Information provided:
=== Begin Enclosure ===
PR #247, opened 2021-06-29
Pass TimeStepperOptions to timesteppers

jwallwork23:
Also add some checks to `add_new_tracer`, as discussed in last Thetis meeting.

### DIFF
--- a/thetis/options.py
+++ b/thetis/options.py
@@ -8,6 +8,7 @@ from .configuration import *
 from firedrake import Constant
 from .sediment_model import SedimentModel
 from .utility import AttrDict
+from collections import OrderedDict
 
 
 class TimeStepperOptions(FrozenHasTraits):
@@ -389,6 +390,13 @@ class TracerFieldOptions(FrozenHasTraits):
         None, allow_none=True, help='Source term for the tracer equation')
     diffusivity = FiredrakeScalarExpression(
         None, allow_none=True, help='Diffusion coefficient for the tracer equation')
+    metadata = Dict({
+        'label': 'tracer_2d',
+        'name': 'Tracer concentration',
+        'filename': 'Tracer2d',
+        'shortname': 'Tracer',
+        'unit': '-',
+    }, help='Dictionary of metadata for the tracer field')
 
 
 @attach_paired_options("free_surface_timestepper_type",
@@ -738,7 +746,7 @@ class ModelOptions2d(CommonModelOptions):
         False, help="Use SUPG stabilisation in tracer advection").tag(config=True)
 
     def __init__(self, *args, **kwargs):
-        self.tracer_metadata = {}
+        self.tracer = OrderedDict()
         super(ModelOptions2d, self).__init__(*args, **kwargs)
 
     def add_tracer_2d(self, label, name, filename, shortname=None, unit='-', source=None, diffusivity=None):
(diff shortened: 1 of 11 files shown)


thetis/options.py
```diff
@@ -726,16 +751,27 @@ def add_tracer_2d(self, label, name, filename, shortname=None, unit='-', source=
...
+        options.source = source
+        options.diffusivity = diffusivity
+        self.tracer_metadata[label] = AttrDict({
             'name': name,
             'shortname': shortname or name,
             'unit': unit,
             'filename': filename,
-            'source': source,  # TODO: Validate input
-        }
+            'options': options,
```
tkarna, line 773: So now we can access tracer options like this
```python
options.tracer_metadata[label].name
options.tracer_metadata[label].options.diffusivity
```
maybe this would be more logical
```python
options.tracer[label].metadata.name
options.tracer[label].diffusivity
```
i.e. the fields are not inside the metadata dict?

thetis/solver2d.py
```diff
@@ -331,6 +331,15 @@ def add_new_field(self, function, label, name, filename, shortname=None, unit='-
...
         """
+        assert isinstance(function, Function)
+        assert isinstance(label, str)
+        assert isinstance(name, str)
+        assert isinstance(filename, str)
+        assert shortname is None or isinstance(shortname, str)
+        assert isinstance(unit, str)
+        assert preproc_func is None or callable(preproc_func)
+        if label in self.fields:
+            print_output(f"Field '{label}' already exists. It will be overwritten.")
```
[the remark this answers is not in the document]
tkarna: While at it could you please add the equivalent to solver 3d as well?

tkarna (commented):
Thanks, this is neat! Only have one comment on the tracer options API

thetis/solver2d.py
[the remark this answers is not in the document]
jwallwork23: I did initially put it in as an assertion, but some of the tests crashed because they initialise twice (I think without meaning to). Happy to switch it and then modify those tests. Can do for 3D, too.

thetis/options.py
jwallwork23: Good idea, makes sense

thetis/solver2d.py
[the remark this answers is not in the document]
jwallwork23: Got it, the reason it was already in there is because the default 'tracer_2d' is hard-coded into `field_metadata`. Have removed it and made sure that it isn't in there when a solver object is created.

thetis/solver2d.py
```diff
@@ -136,6 +136,8 @@ def __init__(self, mesh2d, bathymetry_2d, options=None):
 
         self.bnd_functions = {'shallow_water': {}, 'tracer': {}, 'sediment': {}}
 
+        if 'tracer_2d' in field_metadata:
+            field_metadata.pop('tracer_2d')
```
tkarna, line 140: why is this needed?

thetis/solver2d.py
```diff
@@ -374,28 +384,22 @@ def create_equations(self):
...
-                self.add_new_field(Function(self.function_spaces.Q_2d, name='tracer_2d'),
-                                   'tracer_2d',
-                                   md['name'],
-                                   md['filename'],
-                                   shortname=md['shortname'],
-                                   unit=md['unit'])
+            if self.options.tracer == {}:
+                self.options.add_tracer_2d('tracer_2d', 'Depth averaged tracer', 'Tracer2d', 'Tracer', '-',
+                                           source=self.options.tracer_source_2d,
+                                           diffusivity=self.options.horizontal_diffusivity)
```
tkarna, line 390: I guess this is for backwards compatibility. Should we deprecate this code path in the future? That is, use always has to define tracers via `options.add_tracer_2d`? That would imply removing `options.solve_tracer`.

thetis/solver2d.py
```diff
@@ -828,7 +776,7 @@ def print_state(self, cputime):
         :arg float cputime: Measured CPU time
         """
         if self.options.tracer_only:
-            for l in self.options.tracer_metadata:
+            for l in self.options.tracer:
```
tkarna, line 779: `l` -> `label`? I think PEP8 suggests not to use variable name `l`

tkarna (approved):
Looks good! Only minor comments

thetis/solver2d.py
jwallwork23: Sure. We would then also be able to drop `options.horizontal_diffusivity` and `options.tracer_source_2d`. I'll add in a deprecation warning.

thetis/solver2d.py
jwallwork23: It is needed in the tests which do convergence studies. They create a sequence of solver objects and solve on each one. If this isn't included then the 2nd solver object tries to add a tracer field that already exists when it is instantiated.

tkarna: Ok, so this could plausibly be removed when we deprecate `options.solve_tracer`. We still might need a workaround in the test but it's better to have it there rather than the solver object.

tkarna (approved):

PR #251, opened 2021-07-02
Different timesteppers in 2D model

jwallwork23:
Whilst this introduces a few extra options (e.g. `tracer_timestepper_type`, `sediment_timestepper_type`, ...), it will make the 2D coupled time integrators much more flexible.


tkarna (commented):
Looks good. It's a bit strange that solver options can be passed to time integrator either via the options object or the solver_parameters kwarg.

thetis/solver2d.py
```diff
@@ -580,29 +585,30 @@ def create_timestepper(self):
...
             'SSPIMEX': implicitexplicit.IMEXLPUM2,
         }
-        if self.options.timestepper_type not in steppers:
-            raise Exception('Unknown time integrator type: {:s}'.format(self.options.timestepper_type))
         if self.options.nh_model_options.solve_nonhydrostatic_pressure:
             self.poisson_solver = DepthIntegratedPoissonSolver(
                 self.fields.q_2d, self.fields.uv_2d, self.fields.w_2d,
                 self.fields.elev_2d, self.depth, self.dt, self.bnd_functions,
-                solver_parameters=self.options.nh_model_options.solver_parameters
+                solver_parameters=self.options.nh_model_options.free_surface_timestepper_options.solver_parameters
```
stephankramer, line 592: This is not right I think? Why are we reusing the solver parameters of the nh free surface timestepper?

thetis/options.py
```diff
@@ -417,14 +443,17 @@ class NonhydrostaticModelOptions(FrozenHasTraits):
     q_degree = NonNegativeInteger(
         None, allow_none=True, help="Polynomial degree of the non-hydrostatic pressure space").tag(config=True)
     update_free_surface = Bool(True, help='Update free surface elevation after pressure projection/correction step').tag(config=True)
-    solver_parameters = PETScSolverParameters({
```
stephankramer, line 420: Why are `solver_parameters` disappearing? There should be two independent sets of `solver_parameters` here: 1) this one for the NH Poisson solve and 2) the one under the free surface timestepper. 1) is not associated with any timestepper because it's not got a time derivative

thetis/timeintegrator.py
```diff
@@ -67,7 +67,10 @@ def __init__(self, equation, solution, fields, dt, options, solver_parameters=No
         self.name = '-'.join([self.__class__.__name__,
                               self.equation.__class__.__name__])
         self.solver_parameters = {}
-        if solver_parameters is not None:
+        if solver_parameters is None:
+            if hasattr(options, 'solver_parameters'):
+                self.solver_parameters.update(options.solver_parameters)
+        else:
             self.solver_parameters.update(solver_parameters)
```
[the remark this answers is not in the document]
stephankramer: Yes I agree - I'd say we get rid of the optional `solver_parameters` kwarg. That is, hopefully we don't have to "override" it anywhere...

thetis/options.py
```diff
@@ -119,14 +135,24 @@ class ExplicitTimestepperOptions2d(ExplicitTimestepperOptions):
         'sub_pc_type': 'ilu',
         'mat_type': 'aij',
     }).tag(config=True)
-    solver_parameters_tracer = PETScSolverParameters({
+
+
+class ExplicitTracerTimestepperOptions2d(ExplicitTimestepperOptions2d):
```
stephankramer, line 140: Should these be subclassed from `ExplicitTimestepperOptions2d` and not directly from `ExplicitTimestepperOptions`. Of course it doesn't matter at the moment, but if this sets the ts options for tracer, and `ExplicitTimestepperOptions2d` for the swe then they are in my mind created equal - and if in the future we need to add an option that is specific to swe, we don't necessarily want to inherit it.

thetis/options.py
```diff
@@ -110,7 +123,10 @@ class PressureProjectionTimestepperOptions2d(TimeStepperOptions):
 
 
 class ExplicitTimestepperOptions2d(ExplicitTimestepperOptions):
-    """Options for 2d explicit time integrator"""
+    """
```
stephankramer, line 126: should we rename it `ExplicitSWETimestepperOptions2d` then? And similar for cases below? Also given my next comment on inheritance, I think it's clearer to explain what the relation between the two are.

thetis/timeintegrator.py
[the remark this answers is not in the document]
jwallwork23: Good point. I guess it makes sense to just pass the `solver_parameters` in the timestepper options. Then, even if someone wants to build their own `TimeIntegrator`, they still get to pass their own timestepper options anyway.

stephankramer (changes requested):

jwallwork23:
Okay I _think_ the tests should pass now.

`ModelOptions2d.timestepper_type` is dropped in favour of the separate types for each component. However, you can set the timestepper type across all of them using the `ModelOptions2d.set_timestepper_type` method. A nice bonus is that you can pass kwargs with that and avoid the `if hasattr(options.timestepper_options, 'use_automatic_timestep'): ...` kind of checking.

Whilst the 3D model components all get their own timestepper options, too, I decided to just keep the two LeapFrog and SSPRK22 coupled time integrators for now, rather than allowing full customisation. This could be done later. It means that `ModelOptions3d.timestepper_type` still exists and defines the coupled timeintegrator.

thetis/options.py
```diff
@@ -119,56 +144,106 @@ class ExplicitTimestepperOptions2d(ExplicitTimestepperOptions):
...
-        'pc_type': 'fieldsplit',
-        'pc_fieldsplit_type': 'multiplicative',
-    }).tag(config=True)
 
 
-class ExplicitTimestepperOptions3d(ExplicitTimestepperOptions):
-    """Base class for all 3d time stepper options"""
-    solver_parameters_2d_swe = PETScSolverParameters({
+class TimeStepperOptions3d(TimeStepperOptions):
+    """Options for 3d explicit time integrator"""
```
tkarna, line 174: `TimeStepperOptions3d` inherits empty `solver_parameters` dict from `TimeStepperOptions`. This is a bit confusing as it is not used (could actually cause bugs). Maybe better to inherit from `FrozenHasTraits` directly? The reason for the differentiation is that `TimeStepperOptions3d` is a _collection_ of timestepper options, not really an instance of that kind itself.

thetis/solver.py
```diff
@@ -840,7 +840,7 @@ def create_timestepper(self):
         elif self.options.timestepper_type == 'SSPRK22':
             self.timestepper = coupled_timeintegrator.CoupledTwoStageRK(weakref.proxy(self))
         else:
-            raise Exception('Unknown time integrator type: '+str(self.options.timestepper_type))
+            raise NotImplementedError("Custom coupled time integrators not yet accounted for")  # TODO
```
tkarna, line 843: `NotImplementedError(f'Unsupported time integrator type: {str(self.options.timestepper_type)}')`

tkarna (dismissed):
Thanks for the updates, looks good to me. Maybe @stephankramer wants to have another look?

thetis/options.py
```diff
@@ -778,14 +898,40 @@ def add_tracer_2d(self, label, name, filename, shortname=None, unit='-', source=
...
 @attach_paired_options("timestepper_type",
-                       PairedEnum([('LeapFrog', ExplicitTimestepperOptions3d),
-                                   ('SSPRK22', ExplicitTimestepperOptions3d),
+                       PairedEnum([('LeapFrog', LeapFrogTimeStepperOptions3d),
+                                   ('SSPRK22', SSPRKTimeStepperOptions3d),
                                    ],
                                   "timestepper_options",
                                   default_value='SSPRK22',
-                                  help='Name of the time integrator').tag(config=True),
+                                  help='Name of the shallow water time integrator').tag(config=True),
```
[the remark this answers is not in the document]
jwallwork23: Thanks

thetis/options.py
```diff
@@ -778,14 +898,40 @@ def add_tracer_2d(self, label, name, filename, shortname=None, unit='-', source=
...
+            self.sediment_model_options.sediment_timestepper_type = timestepper_type
+        if self.sediment_model_options.solve_exner:
+            options += (self.sediment_model_options.exner_timestepper_options,)
+            self.sediment_model_options.exner_timestepper_type = timestepper_type
+        if self.nh_model_options.solve_nonhydrostatic_pressure:
+            options += (self.nh_model_options.free_surface_timestepper_options,)
+        for option in options:
+            for key, value in kwargs.items():
+                if hasattr(option, key):
+                    setattr(option, key, value)
```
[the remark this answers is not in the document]
jwallwork23: Good point. I did this to avoid repeatedly setting the same parameter for the different models, but I'm probably just being lazy.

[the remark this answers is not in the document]
tkarna: Yeah, I do like the fact that you can set the parameters more easily this way, just pointing out that now the user will not be warned if the try to set a non-existent parameter. As the time stepper is the same in all cases, can we assume that all the `options` must have the user-specified attribute (`key`)? That would be easy to check.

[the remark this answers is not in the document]
jwallwork23: I think if we drop the `hasattr` then the fact that the timestepper options are frozen should sort this out.

thetis/options.py
```diff
@@ -746,11 +864,13 @@ class ModelOptions2d(CommonModelOptions):
 
     def __init__(self, *args, **kwargs):
         self.tracer = OrderedDict()
-        super(ModelOptions2d, self).__init__(*args, **kwargs)
+        super().__init__(*args, **kwargs)
 
     def add_tracer_2d(self, label, name, filename, shortname=None, unit='-', source=None, diffusivity=None):
         """
-        Define a 2D tracer field
+        Add a 2D tracer field to :attr:`tracer_metadata`.
```
stephankramer, line 871: I believe this is no longer called tracer_metadata

thetis/options.py
```diff
@@ -778,14 +898,37 @@ def add_tracer_2d(self, label, name, filename, shortname=None, unit='-', source=
...
+            options += (self.sediment_model_options.sediment_timestepper_options,)
+        if self.sediment_model_options.solve_exner:
+            self.sediment_model_options.exner_timestepper_type = timestepper_type
+            options += (self.sediment_model_options.exner_timestepper_options,)
+        if self.nh_model_options.solve_nonhydrostatic_pressure:
+            self.nh_model_options.free_surface_timestepper_type = timestepper_type
+            options += (self.nh_model_options.free_surface_timestepper_options,)
+        for key, value in kwargs.items():
+            for option in options:
+                setattr(option, key, value)
```
stephankramer, line 922: :+1:

stephankramer:
Just had another look - assuming the tests are fixed - all looks good to me now. Thanks for this @jwallwork23

jwallwork23:
Thanks @stephankramer!

tkarna (approved):
Great, thanks for the updates, Joe!

Issue #250, opened 2021-07-02
Is `bnd_conditions=None` really a valid choice?


jwallwork23:
I noticed that the default values for the `bnd_conditions` kwarg in all equation terms is `None`. However, only in the tracer equations is this actually a valid input. In the other cases, `bnd_conditions.get` is called without checking it is a dictionary.

Would it be safer to default to `bnd_conditions={}` throughout? We could then drop the `if bnd_conditions is not None` statements used in the tracer equations.

stephankramer:
Yeah good catch, that's bad - we shouldn't have a default value that isn't actually valid. 

However, using `{}` as the default for a keyword argument is generally considered unsafe and seen as an anti-pattern in python. The reason is that the default value is only created once, when the function is defined, and not as you might expect, when the function is called. This means that all calls to that function share the same default value, i.e. the same instance of that empty dictionary, and if anyone, inside or outside of that function changes it, say by insertion, that changed value will be the default in any subsequent calls. Thus it is widely advised for mutable (like dictionaries and lists) defaults, to instead use kwarg=None and assign the default value inside the function:
```
   if bnd_conditions is None:
      bnd_conditions = {}
```

Now in principle, since we don't actually modify `bnd_conditions` inside the residual methods, and don't give the caller access to it (i.e. we don't return it in some form) - it should be fine to use `bnd_conditions={}` here, but since this is such a common pitfall in cases where it does matter it would kind of stand out like a sore thumb, where you'd constantly be thinking "is this actually safe?".

So since it seems in most cases not providing `bnd_conditions` doesn't actually work - I would much prefer `bnd_conditions` to not be optional, i.e. for it not to have a default value. If there are cases where `residual()` is called without it (couldn't find one in a quick grep, except for calling `BathymetryDisplacementMassTerm.residual()` which doesn't even have it) we can just slot in a `{}` there.

tkarna:
Good catch indeed! I think the idea in the API has been that in case of no boundary conditions, you'd use `bnd_conditions=None` to avoid the mutable default value issue Stephan mentioned. But indeed in this case we could just drop the default value. In `residual` we are already assuming that `fields` is a dict without any type checking so we can do the same for `bnd_conditions`.

jwallwork23:
Thanks for that, I wasn't aware of the issue with `{}`. Changing from kwarg to arg seems like a good solution.

jwallwork23:
Resolved

PR #252, opened 2021-07-03
Make `bnd_conditions` an argument

jwallwork23:
See [this issue](https://github.com/thetisproject/thetis/issues/250)


thetis/solver2d.py
```diff
@@ -509,14 +509,14 @@ def get_tracer_timestepper(self, integrator, label):
...
         kwargs = dict(solver_parameters=self.options.timestepper_options.solver_parameters_tracer)
         if label in self.bnd_functions:
-            kwargs['bnd_conditions'] = self.bnd_functions[label]
+            args += (self.bnd_functions[label],)
         elif label[:-3] in self.bnd_functions:
-            kwargs['bnd_conditions'] = self.bnd_functions[label[:-3]]
+            args += (self.bnd_functions[label[:-3]],)
         else:
-            kwargs['bnd_conditions'] = {}
+            args += ({},)
```
tkarna, line 519: maybe cleaner to avoid appending to `args`, so something like:
```python
bcs = {}
if label in self.bnd_functions:
    bcs = self.bnd_functions[label]
args = (self.equations[label], self.fields[label], fields, self.dt, bcs)
```

tkarna (approved):
Thanks for this fix, looks good! I just have a minor suggestion on syntax

tkarna (approved):

tkarna (approved):

PR #254, opened 2021-07-20
Fix passing of timestepper options.

stephankramer:
Since #247 TimeStepperOptions are passed directly to the
timeintegrators. For this an options argument was added to __init__ of
TimeIntegrator and all its subclasses, however the subclasses didn't
actually pass on the new argument when calling super().__init__ I think
the reason this didn't break anything was because the _optional_
solver_parameters was substituted for the required options argument -
because the solver_parameters weren't passed through a keyword in the
call. This means that _all_ solver_parameters will have been assumed
not-provided which probably only worked because it then uses Firedrake's
default of using mumps.
Better to always use the keyword in the call to a function for keyword
arguments - as the convention is that the order of these may change.
Also it masks any mismatch in required arguments like here.

### DIFF
--- a/thetis/implicitexplicit.py
+++ b/thetis/implicitexplicit.py
@@ -31,7 +31,7 @@ class IMEXGeneric(TimeIntegrator):
         pass
 
     def __init__(self, equation, solution, fields, dt, options, bnd_conditions, solver_parameters=None):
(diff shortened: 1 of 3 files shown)


jwallwork23 (approved):
Good spot, thanks Stephan!

Issue #253, opened 2021-07-14
Deprecate `solve_tracer`


jwallwork23:
Following the discussion of PR #247, we decided to deprecate the `solve_tracer` option for `ModelOptions2d`. Tracer fields should now be specified by the user using `ModelOptions2d.add_tracer_2d`.

To facilitate the deprecation, we need to

- [x] Update all of the 2D tracer tests to use this format;
- [x] Update all of the 2D tracer demos to use this format;
- [x] Summarise changes to API and publicise;
- [x] Drop `ModelOptions2d.tracer_source_2d`;
- [x] Move `ModelOptions2d.horizontal_diffusivity` to `sediment_model_options`;
- [x] (Tangentially related) Allow for conservative/non-conservative tracer in different equations.

jwallwork23:
Done! See API changes [here](https://github.com/thetisproject/thetis/wiki/API-change-2021-08-06).

PR #258, opened 2021-08-05
Deprecate solve tracer

jwallwork23:
Addresses most of the points in #253, as well as updating the tracer and sediment model docs.

If these changes look okay then I will summarise the API changes in this PR and #251, put them in a page on the wiki and then publicise on Slack, etc.

### DIFF
--- a/thetis/coupled_timeintegrator_2d.py
+++ b/thetis/coupled_timeintegrator_2d.py
@@ -37,7 +37,7 @@ class CoupledTimeIntegrator2D(timeintegrator.TimeIntegratorBase):
         print_output('Coupled time integrator: {:}'.format(self.__class__.__name__))
         if not self.options.tracer_only:
             print_output('  Shallow Water time integrator: {:}'.format(self.swe_integrator.__name__))
-        if self.options.solve_tracer:
+        if self.options.tracer != {}:
             print_output('  Tracer time integrator: {:}'.format(self.tracer_integrator.__name__))
         if self.options.sediment_model_options.solve_suspended_sediment:
             print_output('  Sediment time integrator: {:}'.format(self.sediment_integrator.__name__))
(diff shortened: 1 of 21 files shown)


thetis/coupled_timeintegrator_2d.py
```diff
@@ -37,7 +37,7 @@ def __init__(self, solver):
         print_output('Coupled time integrator: {:}'.format(self.__class__.__name__))
         if not self.options.tracer_only:
             print_output('  Shallow Water time integrator: {:}'.format(self.swe_integrator.__name__))
-        if self.options.solve_tracer:
+        if self.options.tracer != {}:
```
tkarna, line 40: I wonder if there's a more succinct way to do this check, it's repeated in a few places. Maybe in `Solver2d.create_equations` you could add a boolean `self.solve_tracers = self.options.tracer != {}` to have it easily available? (Caveat is that this bool would not exist before `create_equations` is called but it's probably fine if it's used only internally. An alternative is to add something to the options itself).

thetis/options.py
```diff
@@ -472,6 +472,8 @@ class TracerFieldOptions(FrozenHasTraits):
         None, allow_none=True, help='Source term for the tracer equation')
     diffusivity = FiredrakeScalarExpression(
         None, allow_none=True, help='Diffusion coefficient for the tracer equation')
+    conservative = Bool(
+        False, help='Should the tracer equation be solved in conservative form?')
```
tkarna, line 476: maybe use a more descriptive name e.g. `use_conservative_form`, similar to what we use for other boolean options

tkarna (approved):
Thanks, this is nice. Only a couple minor suggestions

tkarna (approved):
Thanks, looks good to me!

stephankramer (approved):
Looks perfect!

jwallwork23:
Thanks! Will write a wiki page shortly.

PR #259, opened 2021-08-17
Advection-diffusion-reaction

jwallwork23:
This PR allows arbitrary reaction terms to be included in the tracer model, as well as an example to show how it can be used.

It also allows for Picard iterations in the tracer model.


thetis/utility.py
```diff
@@ -683,7 +683,8 @@ def anisotropic_cell_size(mesh):
     op2.par_loop(kernel, P0_ten.node_set, evectors.dat(op2.RW), evalues.dat(op2.RW), B.dat(op2.READ))
 
     # Return minimum eigenvalue
-    return interpolate(evalues[-1], FunctionSpace(mesh, "DG", 0))
+    dim = mesh.topological_dimension()
```
stephankramer, line 686: Just curious: why did you hit this? Also the kernel above seems to be hard-coded to assume evalues has dim 2, so if the evalues vector function provided isn't dim 2 then I don't think that's safe. Would it not be simpler in any case to have the kernel just return the largest eigenvalue, since that's the only thing we're actually using?

thetis/tracer_eq_2d.py
```diff
@@ -268,6 +268,25 @@ def residual(self, solution, solution_old, fields, fields_old, bnd_conditions):
...
+    where :math:`R` is a user defined reaction term.
+    """
+    def residual(self, solution, solution_old, fields, fields_old, bnd_conditions):
+        f = 0
+        R = fields_old.get('reaction_terms')
+        if R != 0 and R is not None:
+            f += -inner(R, self.test)*self.dx
+        return -f
+
+
```
stephankramer, line 289: What is a reaction term? Not trying to be pedantic, I know within an application area it may have a well defined meaning, I'm just asking in terms of its functional meaning - which I guess is asking for mathematical rather than a physical definition. Functionally at the moment it looks like a reaction term is exactly the same as a source term. There's many source/right-hand side terms that may occur in applications and just in general I don't think we want to be adding new terms for every bit of physics if there's no functional difference wrt how Thetis handles them: the user can just provide a sum of these as the source.
Now you may say that a reaction term is a term that depends on other tracers but then we need some idea on how this coupling would work more generally - if we're just doing Picard iterations, i.e. we're treating the tracer equations one by one, then within the context of each tracer equation it's just a source term.

thetis/options.py
```diff
@@ -888,16 +899,23 @@ def add_tracer_2d(self, label, name, filename, shortname=None, unit='-', source=
         assert label not in self.tracer, f"Field '{label}' already exists."
         assert ' ' not in label, "Labels cannot contain spaces"
         assert ' ' not in filename, "Filenames cannot contain spaces"
+        if priority is not None:
+            assert isinstance(priority, int)
+            if priority in self.tracer_priorities:
```
stephankramer, line 904: Would it not be simpler to just ask the user to add the tracer in the order they want them solved rather than specifying a priority? Or is there a separate meaning to the order in `self.tracer` that we might want to be different from the solve order?

thetis/solver2d.py
```diff
@@ -592,6 +599,16 @@ def create_timestepper(self):
...
+            if self.options.tracer_priorities != {}:
+                reordered = OrderedDict()
+                priorities = list(self.options.tracer_priorities.keys())
+                priorities.sort()
+                for priority in priorities:
+                    label = self.options.tracer_priorities[priority]
+                    reordered[label] = self.options.tracer.pop(label)
+                for label in list(self.options.tracer.keys()):
+                    reordered[label] = self.options.tracer.pop(label)
+                self.options.tracer = reordered
```
stephankramer, line 611: Ah no (there's no separate ordering) - overwriting user options is never a good idea though: `add_tracer_2d` is a nice helper function that makes it easier to add tracer fields, but we should still treat the options dictionaries (FrozenHasTraits) as user provided input data that we're not allowed to clobber.

stephankramer (commented):
I think we need to think some more on the interaction with timesteppers. At the moment it only works for CrankNicolson but there it doesn't actually do crank nicolson if you have the user specify a reaction term with the tracer solution functions in them, as these solution functions contain the end-of-timestep value not the theta-weighted value that you'd need for CN, i.e. it is only correct for theta=1.

jwallwork23:
> I think we need to think some more on the interaction with timesteppers. At the moment it only works for CrankNicolson but there it doesn't actually do crank nicolson if you have the user specify a reaction term with the tracer solution functions in them, as these solution functions contain the end-of-timestep value not the theta-weighted value that you'd need for CN, i.e. it is only correct for theta=1.

That's true. Let's discuss at the meeting tomorrow.

test/examples/test_examples.py
```diff
@@ -34,6 +34,7 @@
     'lockExchange/diagnostics.py',
     'lockExchange/plotting.py',
     'lockExchange/submitRuns.py',
+    'reaction/gray_scott.py',
```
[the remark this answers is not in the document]
jwallwork23: Good point, I had misremembered that it was opt-in, rather than opt-out.

thetis/utility.py
jwallwork23: I think it was a UFL update (unrelated to this PR). But, yes, it would better to update as you suggest.

thetis/tracer_eq_2d.py
jwallwork23: I agree that it is identical to `SourceTerm`, except that the name of the field is different and it gets added as 'implicit', rather than 'source', at the end. I think the same can be achieved with `SourceTerm`, with a couple of tweaks.

thetis/solver2d.py
jwallwork23: Yeah good point. I was mainly thinking of the (not yet supported) case where you might want to solve a subset of the tracer equations as a mixed system. I'll drop this `priority` business, for now.

jwallwork23:
Oh I accidentally reversed some changes - will come back to this.

jwallwork23:
Accidental changes now fixed.

examples/reaction/gray_scott.py
```diff
@@ -0,0 +1,107 @@
...
+# Spin up timestep
+dt = 1.0e-04
+end_time = 0.0
+for i in range(4):
+    dt *= 10
+    end_time += 10*dt if i == 0 else 9*dt
+    options.timestep = dt
+    solver_obj.export_initial_state = i == 0
+    solver_obj.timestepper.timesteppers["a_2d"].set_dt(dt)
+    solver_obj.timestepper.timesteppers["b_2d"].set_dt(dt)
```
tkarna, line 98: The `set_dt` calls have no effect as you are re-creating the time steppers below? Maybe (in a future PR) we could add a mechanism to change dt. Should be OK for all Runge-Kutta type integrators.

tkarna (dismissed):
Thanks for this, looks good to me!

examples/reaction/gray_scott.py
jwallwork23: Good point. I'll make an issue for this.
=== End Enclosure ===
Assignment:
Among the lines above, find those containing the word "OrderedDict" and copy each.

Written solution:
+from collections import OrderedDict
+        self.tracer = OrderedDict()
         self.tracer = OrderedDict()
+                reordered = OrderedDict()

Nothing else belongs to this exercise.